R-CHOP is still the standard therapy and several trials have failed to improve the prognosis [for these patients]. For instance, there were 3 big trials in the ABC [activated B-cell] subtype of [DLBCL] adding, for instance, bortezomib (Velcade), ibrutinib (Imbruvica), or lenalidomide (Revlimid) to R-CHOP and these were all negative trials. Therefore, we [know that we] should do something different, but this is not easy.
In the Netherlands, we do have the HOVON (the Haemato Oncology Foundation for Adults in the Netherlands) cooperative research group and we now have 2 trials running. First, a trial in the double-hit lymphomas because [these patients] have a really poor prognosis. In these patients we try to improve that prognosis by giving a consolidation treatment and an immune checkpoint inhibitor. We also have a trial running for the patients with [DLBCL who have] a high-risk IPI (International Prognostic Index) score. Also, in the patients who have a response we will try to improve their prognosis with consolidation therapy and other immune checkpoint inhibitors.
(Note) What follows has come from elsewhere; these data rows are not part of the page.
PR #1451, opened 2021-06-23
RD-2633 Allow setting up intercepts right before login

Gelio:
See https://cloudifysource.atlassian.net/browse/RD-2633?focusedCommentId=72312 for more information about the problem.

Long story short, when the `useDeploymentsView` function was executing for some test, the UI from the previous test is still displayed in the browser. When cypress sets up an intercept for the `/searches/deployments` before the page is refreshed (via `cy.visit`) in the new test, it may happen that due to polling, the UI from the previous test sends a request that is matched by Cypress. Because the browser unloads the UI and aborts the requests, the request never gets any response, which is what I believe caused the problems mentioned in RD-2633.

Now if there is a `/searches/deployments` request that happens before `/visit`, it will not be intercepted. I could not reproduce this exact situation locally, but a "close enough" case is below:
image

I inspected all uses of `mockLogin` to see if there are `intercept(...).as(...)` before `mockLogin` calls. I only found one aside from `deployments_view_spec`. Other `intercept`s before `mockLogin` did not have `as`, meaning they only mocked the response, which is irrelevant to this problem. I left those as they are, as IMO those are harmless

I will cherry-pick the PR to `master` after it's merged.

## System tests

https://jenkins.cloudify.co/blue/organizations/jenkins/Stage-UI-System-Test/detail/Stage-UI-System-Test/828/pipeline

Queued 2021-06-23 15:02 CEST

### DIFF
--- a/test/cypress/integration/change_password_spec.ts
+++ b/test/cypress/integration/change_password_spec.ts
@@ -80,9 +80,9 @@ describe('Change Password modal', () => {
     });
 
     it('should not be available when LDAP is enabled', () => {
-        cy.interceptSp('GET', `/ldap`, 'enabled').as('ldap');
-
-        cy.usePageMock().mockLogin();
+        cy.usePageMock().mockLogin(undefined, undefined, undefined, () => {
+            cy.interceptSp('GET', `/ldap`, 'enabled').as('ldap');
+        });
 
         cy.get('.usersMenu').click();
         cy.get('#changePasswordMenuItem').should('have.class', 'disabled');
--- a/test/cypress/integration/change_password_spec.ts
+++ b/test/cypress/integration/change_password_spec.ts
@@ -80,9 +80,9 @@ describe('Change Password modal', () => {
     });
 
     it('should not be available when LDAP is enabled', () => {
-        cy.usePageMock().mockLogin(undefined, undefined, undefined, () => {
-            cy.interceptSp('GET', `/ldap`, 'enabled').as('ldap');
-        });
+        cy.interceptSp('GET', `/ldap`, 'enabled').as('ldap');
+
+        cy.usePageMock().mockLogin();
 
         cy.get('.usersMenu').click();
         cy.get('#changePasswordMenuItem').should('have.class', 'disabled');
--- a/test/cypress/integration/widgets/deployments_view_spec.ts
+++ b/test/cypress/integration/widgets/deployments_view_spec.ts
@@ -67,12 +67,13 @@ describe('Deployments View widget', () => {
         routeHandler,
         configurationOverrides = {}
     }: { routeHandler?: RouteHandler; configurationOverrides?: Partial<typeof widgetConfiguration> } = {}) => {
-        cy.interceptSp('POST', /^\/searches\/deployments/, routeHandler).as('deployments');
         cy.usePageMock(
             [widgetId],
             { ...widgetConfiguration, ...configurationOverrides },
             { additionalWidgetIdsToLoad, widgetsWidth: 12, additionalPageTemplates: ['drilldownDeployments'] }
-        ).mockLogin();
+        ).mockLogin(undefined, undefined, undefined, () => {
+            cy.interceptSp('POST', /^\/searches\/deployments/, routeHandler).as('deployments');
+        });
         cy.wait('@deployments');
     };
 
--- a/test/cypress/integration/widgets/deployments_view_spec.ts
+++ b/test/cypress/integration/widgets/deployments_view_spec.ts
@@ -71,9 +71,8 @@ describe('Deployments View widget', () => {
             [widgetId],
             { ...widgetConfiguration, ...configurationOverrides },
             { additionalWidgetIdsToLoad, widgetsWidth: 12, additionalPageTemplates: ['drilldownDeployments'] }
-        ).mockLogin(undefined, undefined, undefined, () => {
-            cy.interceptSp('POST', /^\/searches\/deployments/, routeHandler).as('deployments');
-        });
+        ).mockLoginWithoutWaiting();
+        cy.interceptSp('POST', /^\/searches\/deployments/, routeHandler).as('deployments');
         cy.wait('@deployments');
     };
 
--- a/test/cypress/support/commands.ts
+++ b/test/cypress/support/commands.ts
@@ -183,18 +183,20 @@ const commands = {
             cy.waitUntilLoaded().then(() => cy.saveLocalStorage());
         }
     },
-    /**
-     * @param setupIntercepts Allows setting up network intercepts at a moment that ensures that the page from
-     * the previous test is already unloaded. Prevents race conditions (e.g. the intercept catching a polling request
-     * from the previous test)
-     */
     // TODO(RD-2314): object instead of multiple optional parameters
-    mockLogin: (
+    mockLogin: (username?: string, password?: string, disableGettingStarted?: boolean) => {
+        cy.mockLoginWithoutWaiting({ username, password, disableGettingStarted });
+        cy.waitUntilLoaded();
+    },
+    mockLoginWithoutWaiting: ({
         username = 'admin',
         password = 'admin',
-        disableGettingStarted = true,
-        setupIntercepts: () => void = _.noop
-    ) => {
+        disableGettingStarted = true
+    }: {
+        username?: string;
+        password?: string;
+        disableGettingStarted?: boolean;
+    } = {}) => {
         cy.stageRequest('/console/auth/login', 'POST', undefined, {
             Authorization: `Basic ${btoa(`${username}:${password}`)}`
         }).then(response => {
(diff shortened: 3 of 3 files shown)


test/cypress/support/commands.ts
```diff
@@ -183,8 +183,13 @@ const commands = {
             cy.waitUntilLoaded().then(() => cy.saveLocalStorage());
         }
     },
+    /**
+     * @param setupIntercepts Allows setting up network intercepts at a moment that ensures that the page from
+     * the previous test is already unloaded. Prevents race conditions (e.g. the intercept catching a polling request
+     * from the previous test)
+     */
     // TODO(RD-2314): object instead of multiple optional parameters
```
Gelio, line 191: I have decided not to complete this TODO in this PR, as it would make the diff a bit messier, and also I have been working on this task for way too long already.

I plan on completing RD-2314 if there is still some time in the sprint (basically after I am done with the current sprint's scope)

I don't think it's as pressing now as delivering planned features for 6.1

test/cypress/support/commands.ts
```diff
@@ -198,7 +203,10 @@ const commands = {
             );
             if (disableGettingStarted) mockGettingStarted(false);
         });
-        cy.visit('/console').waitUntilLoaded();
+        cy.visit('/console');
+        // eslint-disable-next-line chai-friendly/no-unused-expressions
+        setupIntercepts?.();
```
kubama, line 208: How about a default value for `setupIntercepts`? I guess rule disable wouldn't be necessary then.

test/cypress/integration/change_password_spec.ts
```diff
@@ -80,9 +80,9 @@ describe('Change Password modal', () => {
     });
 
     it('should not be available when LDAP is enabled', () => {
-        cy.interceptSp('GET', `/ldap`, 'enabled').as('ldap');
-
-        cy.usePageMock().mockLogin();
+        cy.usePageMock().mockLogin(undefined, undefined, undefined, () => {
+            cy.interceptSp('GET', `/ldap`, 'enabled').as('ldap');
+        });
```
kubama, line 85: Just to confirm I understand - this solution is needed here as the call to `/ldap` happens before page is fully loaded (before `cy.waitUntilLoaded();` completes), right?

test/cypress/integration/widgets/deployments_view_spec.ts
```diff
@@ -67,12 +67,13 @@ describe('Deployments View widget', () => {
...
     }: { routeHandler?: RouteHandler; configurationOverrides?: Partial<typeof widgetConfiguration> } = {}) => {
-        cy.interceptSp('POST', /^\/searches\/deployments/, routeHandler).as('deployments');
         cy.usePageMock(
             [widgetId],
             { ...widgetConfiguration, ...configurationOverrides },
             { additionalWidgetIdsToLoad, widgetsWidth: 12, additionalPageTemplates: ['drilldownDeployments'] }
-        ).mockLogin();
+        ).mockLogin(undefined, undefined, undefined, () => {
+            cy.interceptSp('POST', /^\/searches\/deployments/, routeHandler).as('deployments');
+        });
```
kubama, line 76: Why not just call `cy.interceptSp` after `mockLogin` in this case?

test/cypress/support/commands.ts
```diff
@@ -183,8 +183,13 @@ const commands = {
             cy.waitUntilLoaded().then(() => cy.saveLocalStorage());
         }
     },
+    /**
+     * @param setupIntercepts Allows setting up network intercepts at a moment that ensures that the page from
+     * the previous test is already unloaded. Prevents race conditions (e.g. the intercept catching a polling request
+     * from the previous test)
```
kubama, line 189: I'm not sure if this description is accurate. I would add a sentence explaining that interceptors are installed before page is actually loaded, which I believe is the point why it is actually used in `change_password_spec.ts`.

test/cypress/integration/change_password_spec.ts
Gelio: Initially I thought that the behavior here is similar to the one in `deployments_view_spec`. Deployments View was the main point in this PR, I only changed `change_password_spec` as I thought that it could have a similar flaw. Looks like it does not, because there is no `cy.wait('@ldap')` in this test. Thus, I will revert this change

test/cypress/support/commands.ts
Gelio: What you described is not the problem this parameter is trying to solve :slightly_smiling_face: It is just as it says - prevents intercepting requests from the UI loaded in a previous tset

test/cypress/integration/widgets/deployments_view_spec.ts
Gelio: That would work, although that would extend the time of the tests as `cy.wait` below would wait for the next polling interval, as the initial request would likely not be caught.

I could remove `cy.wait` and see what happens, but that could introduce other flakiness in the tests and I'm not a fan of doing that ATM, especially having had this bug on me for almost a week. I would appreciate having such feedback earlier, when I asked if the approach outlined here is right (see https://cloudifysource.atlassian.net/browse/RD-2633?focusedCommentId=72312)

test/cypress/support/commands.ts
Gelio: Good idea :+1: done

test/cypress/integration/widgets/deployments_view_spec.ts
kubama: I'm not saying the approach is bad 🙂. Having a test that executes faster is always a plus.
I'm just thinking about consistency with other tests. Looks like other tests install interceptors after `mockLogin` and aside from waiting for the next polling interval they are working just fine. I would take one of two paths:
1. Drop this solution and just install the interceptor after `mockLogin` just as other tests do, or
2. Accept this solution and review other specs to check if this solution could be used in other places to benefit from faster test execution there as well.

test/cypress/integration/change_password_spec.ts
Gelio: Done

test/cypress/integration/widgets/deployments_view_spec.ts
Gelio: I see, thanks for a detailed explanation of your viewpoint :+1: 

> Accept this solution and review other specs to check if this solution could be used in other places to benefit from faster test execution there as well.

This is what I have done :slightly_smiling_face: I have inspected all uses of `mockLogin` to see if there is a test that does:
1. `intercept(...).as(X)`
2. `mockLogin`
3. `wait(X)`

which could be problematic. I only found `change_password_spec`, but it turned out to be a mistake on my part and I reverted that after seeing https://github.com/cloudify-cosmo/cloudify-stage/pull/1451#discussion_r656872961  :slightly_smiling_face: 

Thus, I believe there are no tests that have this pattern. There are tests that do

1. `intercept`
2. `mockLogin`

but the intercept for point 1 is not `wait`ed anywhere, so IMO it is fine and there is no benefit in moving it to the `setupIntercepts` callback :slightly_smiling_face:

kubama: What about tests that do `mockLogin` and then `intercept` in the same function? They could use this solution as well and benefit from faster execution by not waiting for the next polling, right?

test/cypress/support/commands.ts
kubama: What this description states is exactly what can be achieved by calling `intercept` after `mockLogin`. So it's not clear what are the benefits of using this feature. I would mention here about catching the first data poll as you mentioned in https://github.com/cloudify-cosmo/cloudify-stage/pull/1451#discussion_r656917345. Additionally, even though it's not the issue that is being solved in this PR I would still mention about intercepting calls taking place before the page is fully loaded as it may be relevant in some cases.

On the other hand, did you consider adding another command instead of introducing a callback? Like `mockLoginNoWait` that would drop call to `waitUntilLoaded`? It could be then used like that:
```
cy.mockLoginNoWait();
cy.intercept();
cy.waitUntilLoaded();
```
Would be easier to read and understand even without the documentation IMHO.

test/cypress/integration/widgets/deployments_view_spec.ts
Gelio: I have looked through all the uses of `mockLogin` and I have not noticed this case :slightly_smiling_face: You can take a look yourself and suggest cases.

Generally, this is IMO quite a rare case that we do an intercept for the request for which we are polling and then wait for that request before proceeding with the test. I don't remember why it's done this way for deployments view :slightly_smiling_face:

test/cypress/support/commands.ts
Gelio: I like your suggestion, let me refactor :smile: We could probably even drop the `waitUntilLoaded` since we're waiting for the data to be populated in the table anyway

Gelio: Done :slightly_smiling_face:

kubama (approved):

stepek (approved):
LGTM!

Gelio:
Thanks for reviews :+1: I'll merge after we're done with the system tests: https://jenkins.cloudify.co/blue/organizations/jenkins/Stage-UI-System-Test/detail/Stage-UI-System-Test/828/pipeline

Gelio:
The tests passed, so I'll merge the PR and raise a cherry-pick for master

How would you describe the current DLBCL treatment paradigm?
We have been discussing the first-line therapy of patients with DLBCL, if we talk about second-line or even further-line therapies then I believe that for the patients who relapse and are eligible for autologous stem cell transplant (ASCT), that is is still the way to go. In first relapse, they will get solvent-based therapy and then ASCT; however, they do not respond well. Only 25% of these patients survive.
Now we have trials with investigational agents, such as CAR T-cell therapies, that are challenging ASCT for patients who are not eligible. For [those patients who are eligible for] ASCT, there are several things you can do, but none of these therapies will be curative. One [future potential] option [will be] to treat them with the bendamustine and polatuzumab [vedotin], once it is registered in their country.
Lugtenburg P, de Nully Brown P, van der Holt B, et al. Rituximab maintenance for patients with diffuse large B‐cell lymphoma in first complete remission: results from a randomized HOVON‐Nordic Lymphoma Group phase III study. Hem Oncol. 2019;35(S2):176-177. doi.org/10.1002/hon.49_2629.